----- Given material
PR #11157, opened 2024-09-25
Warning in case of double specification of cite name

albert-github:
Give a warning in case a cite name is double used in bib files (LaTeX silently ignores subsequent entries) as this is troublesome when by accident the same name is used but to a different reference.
----------
» Your instructions:
Return all of the material above exactly as it stands.

» Result of the exercise:
PR #11157, opened 2024-09-25
Warning in case of double specification of cite name

albert-github:
Give a warning in case a cite name is double used in bib files (LaTeX silently ignores subsequent entries) as this is troublesome when by accident the same name is used but to a different reference.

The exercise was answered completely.